## PROBLEM DESCRIPTION
Check each line of the listing for the word "they" and report how many lines contain it, giving nothing but the number.

## SUPPLIED DATA

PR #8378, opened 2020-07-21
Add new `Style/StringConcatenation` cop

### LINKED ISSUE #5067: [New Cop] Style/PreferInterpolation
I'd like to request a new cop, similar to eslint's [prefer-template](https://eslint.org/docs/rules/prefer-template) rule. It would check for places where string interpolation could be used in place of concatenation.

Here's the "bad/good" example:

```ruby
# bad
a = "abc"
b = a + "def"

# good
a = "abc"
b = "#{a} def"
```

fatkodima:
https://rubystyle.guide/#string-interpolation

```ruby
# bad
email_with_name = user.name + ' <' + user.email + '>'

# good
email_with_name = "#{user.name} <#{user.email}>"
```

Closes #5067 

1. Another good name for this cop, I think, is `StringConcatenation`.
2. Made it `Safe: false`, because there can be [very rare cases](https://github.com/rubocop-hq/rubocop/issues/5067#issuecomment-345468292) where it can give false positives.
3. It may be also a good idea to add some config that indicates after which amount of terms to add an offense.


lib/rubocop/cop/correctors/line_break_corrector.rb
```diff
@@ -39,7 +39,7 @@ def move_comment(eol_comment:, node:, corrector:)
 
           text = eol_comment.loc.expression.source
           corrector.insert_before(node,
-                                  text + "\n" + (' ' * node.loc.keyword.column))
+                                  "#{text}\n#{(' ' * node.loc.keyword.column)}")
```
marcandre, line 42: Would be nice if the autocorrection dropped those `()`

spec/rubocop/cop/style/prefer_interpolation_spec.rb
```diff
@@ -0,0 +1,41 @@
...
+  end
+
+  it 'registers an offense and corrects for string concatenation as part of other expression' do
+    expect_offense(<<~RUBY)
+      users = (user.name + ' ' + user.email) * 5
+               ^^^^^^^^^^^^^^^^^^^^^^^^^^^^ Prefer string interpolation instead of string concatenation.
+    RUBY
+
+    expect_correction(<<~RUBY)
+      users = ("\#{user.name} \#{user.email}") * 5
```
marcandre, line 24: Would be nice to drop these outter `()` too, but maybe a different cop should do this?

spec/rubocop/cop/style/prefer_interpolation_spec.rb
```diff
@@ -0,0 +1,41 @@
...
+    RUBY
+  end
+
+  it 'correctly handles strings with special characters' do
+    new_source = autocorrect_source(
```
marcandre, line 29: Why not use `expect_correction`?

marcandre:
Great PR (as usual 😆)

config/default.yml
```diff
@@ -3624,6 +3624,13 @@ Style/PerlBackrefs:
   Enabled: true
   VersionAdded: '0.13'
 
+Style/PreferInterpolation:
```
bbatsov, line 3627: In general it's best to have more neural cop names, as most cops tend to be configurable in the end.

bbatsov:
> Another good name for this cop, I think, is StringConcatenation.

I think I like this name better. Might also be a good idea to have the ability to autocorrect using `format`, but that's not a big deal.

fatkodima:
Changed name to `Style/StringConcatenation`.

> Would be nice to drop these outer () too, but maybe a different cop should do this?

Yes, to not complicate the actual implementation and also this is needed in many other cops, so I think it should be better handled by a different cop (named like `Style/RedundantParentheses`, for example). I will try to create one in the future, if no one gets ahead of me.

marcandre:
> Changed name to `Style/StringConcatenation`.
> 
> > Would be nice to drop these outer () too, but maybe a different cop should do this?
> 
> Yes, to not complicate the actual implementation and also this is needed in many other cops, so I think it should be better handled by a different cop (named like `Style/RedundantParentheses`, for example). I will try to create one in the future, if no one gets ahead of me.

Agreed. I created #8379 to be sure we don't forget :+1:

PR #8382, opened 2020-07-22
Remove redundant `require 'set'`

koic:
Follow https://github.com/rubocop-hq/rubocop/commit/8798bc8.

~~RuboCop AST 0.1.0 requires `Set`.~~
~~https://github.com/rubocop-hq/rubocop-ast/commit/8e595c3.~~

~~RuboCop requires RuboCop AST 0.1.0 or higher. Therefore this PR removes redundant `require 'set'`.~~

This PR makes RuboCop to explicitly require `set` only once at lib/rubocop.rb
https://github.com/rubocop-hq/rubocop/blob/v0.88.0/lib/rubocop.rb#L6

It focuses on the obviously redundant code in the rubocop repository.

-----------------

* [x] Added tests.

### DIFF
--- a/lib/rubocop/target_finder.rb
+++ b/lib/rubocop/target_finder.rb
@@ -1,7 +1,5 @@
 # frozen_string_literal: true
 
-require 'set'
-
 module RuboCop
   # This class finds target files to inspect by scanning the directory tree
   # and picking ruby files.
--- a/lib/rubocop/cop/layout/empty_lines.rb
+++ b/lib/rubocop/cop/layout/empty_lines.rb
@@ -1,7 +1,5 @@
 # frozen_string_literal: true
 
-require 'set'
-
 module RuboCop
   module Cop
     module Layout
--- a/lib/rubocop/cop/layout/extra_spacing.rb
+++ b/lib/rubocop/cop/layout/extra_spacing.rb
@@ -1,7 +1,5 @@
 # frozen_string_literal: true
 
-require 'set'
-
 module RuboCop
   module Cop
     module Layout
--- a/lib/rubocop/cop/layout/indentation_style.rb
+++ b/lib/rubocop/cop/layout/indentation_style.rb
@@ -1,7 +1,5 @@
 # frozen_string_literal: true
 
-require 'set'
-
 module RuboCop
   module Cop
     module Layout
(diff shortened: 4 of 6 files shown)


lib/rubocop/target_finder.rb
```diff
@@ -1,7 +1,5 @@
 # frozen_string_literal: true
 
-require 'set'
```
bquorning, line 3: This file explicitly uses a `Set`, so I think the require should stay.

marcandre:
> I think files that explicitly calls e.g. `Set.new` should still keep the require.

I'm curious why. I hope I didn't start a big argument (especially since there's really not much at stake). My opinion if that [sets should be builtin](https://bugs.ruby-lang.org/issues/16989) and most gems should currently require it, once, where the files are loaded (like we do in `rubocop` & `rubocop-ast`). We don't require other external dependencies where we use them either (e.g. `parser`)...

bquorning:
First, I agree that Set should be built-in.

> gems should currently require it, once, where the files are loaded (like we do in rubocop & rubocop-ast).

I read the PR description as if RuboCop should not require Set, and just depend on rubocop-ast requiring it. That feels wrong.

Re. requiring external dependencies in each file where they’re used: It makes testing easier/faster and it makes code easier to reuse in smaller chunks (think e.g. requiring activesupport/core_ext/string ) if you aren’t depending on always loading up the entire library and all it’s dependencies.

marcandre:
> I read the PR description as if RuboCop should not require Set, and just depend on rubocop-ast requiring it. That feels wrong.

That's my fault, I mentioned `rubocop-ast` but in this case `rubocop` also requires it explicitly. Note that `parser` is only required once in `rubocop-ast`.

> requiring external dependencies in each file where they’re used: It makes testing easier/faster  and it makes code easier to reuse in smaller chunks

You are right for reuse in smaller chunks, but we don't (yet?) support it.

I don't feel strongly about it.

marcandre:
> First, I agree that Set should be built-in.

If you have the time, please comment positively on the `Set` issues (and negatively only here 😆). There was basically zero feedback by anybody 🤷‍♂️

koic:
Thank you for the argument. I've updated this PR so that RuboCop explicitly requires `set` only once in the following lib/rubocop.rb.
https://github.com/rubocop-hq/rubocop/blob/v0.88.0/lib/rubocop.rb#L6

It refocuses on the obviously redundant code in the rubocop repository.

## EXPECTED ANSWER
2